Customers are expecting their shopping experience to return to “normal” at some point, so retailers should already be working to achieve a new balance that will meet customer expectations for elevated service levels while still maintaining efficiencies that create profits. Our friends in Detroit have shown us that by the time customer satisfaction shows up on a spreadsheet, it may already be too late.
A return to a customer service focus was inevitable, so it really shouldn’t catch any retailers by surprise. Experienced retailers know that a neglected customer experience can only hide behind the recession for so long. For those retailers that get busy and forget about that, there’s no worry. Customers are always happy to remind you that they are the center of your universe.

Comments
What is being said here is so true, yet the majority of retailers will not pay attention to the warning. As a Store Planner, I did Pro Bono work during the 911 disaster period in New York City.
The truth of the matter was that at “Ground Zero” retailers were devastated by the physical damage, by the loss of pedestrian traffic in the area and the loss of confidence by the consumer.
This recession, as history will write, will show that certain retailers did not mind the shop in good times and could not adjust to the new dynamics of retail that the recession brought on.
Retailing is a complex business that has many factors that determine the success or failure of the business.
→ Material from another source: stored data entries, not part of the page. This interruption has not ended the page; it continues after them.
PR #91, opened 2024-11-14
Update SPINE format for MiniRun 6.2

sindhu-ku:
Changes:

1. We no longer need `gen_id` since this info is now saved in `track_id` (hope I don't have nightmares about this anymore)
2. There are also other variable name/type changes in SPINE. The ones that affect CAFs are matched flash variables. A reco interaction can have more than one matched flash, so the variable types and names have to be changed also in the `StandardRecord`. For now, I am not filling the id and time variables of the matched flash(es) until we make that change. We don't have to worry about this for now since there is no flash matching. Hope to fill this after MiniRun 6.2 so we enough time to also request a new `duneanaobj` version

### DIFF
--- a/src/reco/DLP_h5_classes.cxx
+++ b/src/reco/DLP_h5_classes.cxx
@@ -5,7 +5,7 @@
 //
 //    The invocation that generated this file was:
 //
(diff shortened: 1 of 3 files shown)


chenel (approved):
looks great!

PR #92, opened 2024-11-15
Bugfix for trigger matching

noeroy:
When 3 trigger streams are used as input, there seem to be a memory issue in the trigger seed.

I assume it's because the seed was updated at each time the  `trigGroup` was updated with only two streams compared to now where we can still have the same seed while the `trigGroup` is updated.

Joined 2 images before and after the change with a `cout ` to show the trigger seed (or trigGroup.front().second) time + the number of matched triggers.

Before the fix, we had some crazy times for the seed and additional 19 triggers due to that issue that is fixed by that commit. (see attached [fix_trigger.pdf](https://github.com/user-attachments/files/17781421/fix_trigger.pdf) )


chenel (approved):
Hmm.  This seems to be a problem with the `trigSeed` reference suddenly not referring to anything and having junk memory in it.  I can't see _how_ based on the code; `trigGroup` gets updated, but only at the _back_ of the dequeue, so the front should still be ok.  Oh well, if this works empirically and fixes the memory stomping, then let's do it.

PR #93, opened 2025-01-13
Add Pandora interactions to the standard record

jback08:
This adds the interaction information to the common part of the standard record for Pandora, which is currently missing in the CAFs. Each `SRInteraction` contains the reconstructed neutrino vertex along with the tracks and showers that are retrieved from the Pandora reco record, which are filled before the interactions.

We also fix an issue with the size of `sr.nd.lar.pandora`, which stores the reco tracks and showers, that was incorrectly set to the number of clusters and not the number of neutrinos.


chenel (commented):
I don't see any red flags here.  However I'd appreciate a review from @noeroy as well because he was following this more closely.

noeroy (approved):
Seems good to me,
quickly tested it comparing with the other branch and everything seem table (tracks & truth link)

PR #95, opened 2025-03-06
Use reco not MC PDG hypothesis & isPrimary boolean for Pandora CAFs

jback08:
Update the PDG hypothesis & isPrimary boolean to use the reconstruction not MC truth info for Pandora. 

Also moved the filling of the interaction information from `FillInteractions()` (which is now removed) to the `FillTracks()` and `FillShowers()` functions, depending if the Pandora clusters are tracks or showers, respectively. 

The input Pandora ROOT file stores the reco PDG hypothesis & isPrimary variables for each cluster, and it is easier to set these interaction variables when the track & shower Standard Record objects are being created, rather than retrieving them from the Standard Record, as was done by the previous `FillInteractions()` function, and then trying to work out which Pandora cluster ntuple entry they should correspond to (e.g. using a map).

This update requires LArRecoND [v01-01-05](https://github.com/PandoraPFA/LArRecoND/tree/v01-01-05) for adding the two new reco ROOT variables `isRecoPrimary` and `recoPDG`, as well as LArContent [v04_14_00](https://github.com/PandoraPFA/LArContent/tree/v04_14_00) for adding functionality to say whether a reconstructed cluster is a primary one or not.

### DIFF
--- a/src/reco/PandoraLArRecoNDBranchFiller.cxx
+++ b/src/reco/PandoraLArRecoNDBranchFiller.cxx
@@ -52,6 +52,8 @@ namespace cafmaker
 	  m_LArRecoNDTree->SetBranchAddress("nuVtxX", &m_nuVtxXVect);
 	  m_LArRecoNDTree->SetBranchAddress("nuVtxY", &m_nuVtxYVect);
 	  m_LArRecoNDTree->SetBranchAddress("nuVtxZ", &m_nuVtxZVect);
+	  m_LArRecoNDTree->SetBranchAddress("isRecoPrimary", &m_isRecoPrimaryVect);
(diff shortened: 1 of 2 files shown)


chenel (approved):
hey John: I don't have the bandwidth to give these careful reviews like Noë was doing, but this looks ok to me on a quick read-through.  If you need/want a more detailed review, we can see if @noeroy has the cycles for it 😄

noeroy (approved):
I don't see much issue with it. 
Can I assume you tried to run and it gave sensible results?

jback08:
Yes, I have ran this on an example MiniRun6.2 file and the results look OK.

As the article mentions customer service is the bridge between the retailers philosophy of how much or little they are willing to do for the customer. Why should this be any different today than it was two years ago?
There is an old saying that a chain is as strong as it weakest link. If the retailers chain made up of customer service, product, store design, lighting, cleanliness, merchandising, price, quality, assortment, inventory levels, return policy, legitimate sales, graphic presentation, and consistency of providing all of the above
Another striking example of bad customer service which led to bankruptcy is Circuit City. It was selling the same stuff as Best Buy does. Store locations were as good as Best Buy. Executives pay was similar. But when one would enter a Circuit City store, one would immediately notice the lack of professionalism, of education, of politeness, of availability and of skills of its sales team.
There is no secret. Beautiful illustrations are everywhere (the Apple store experience to name one).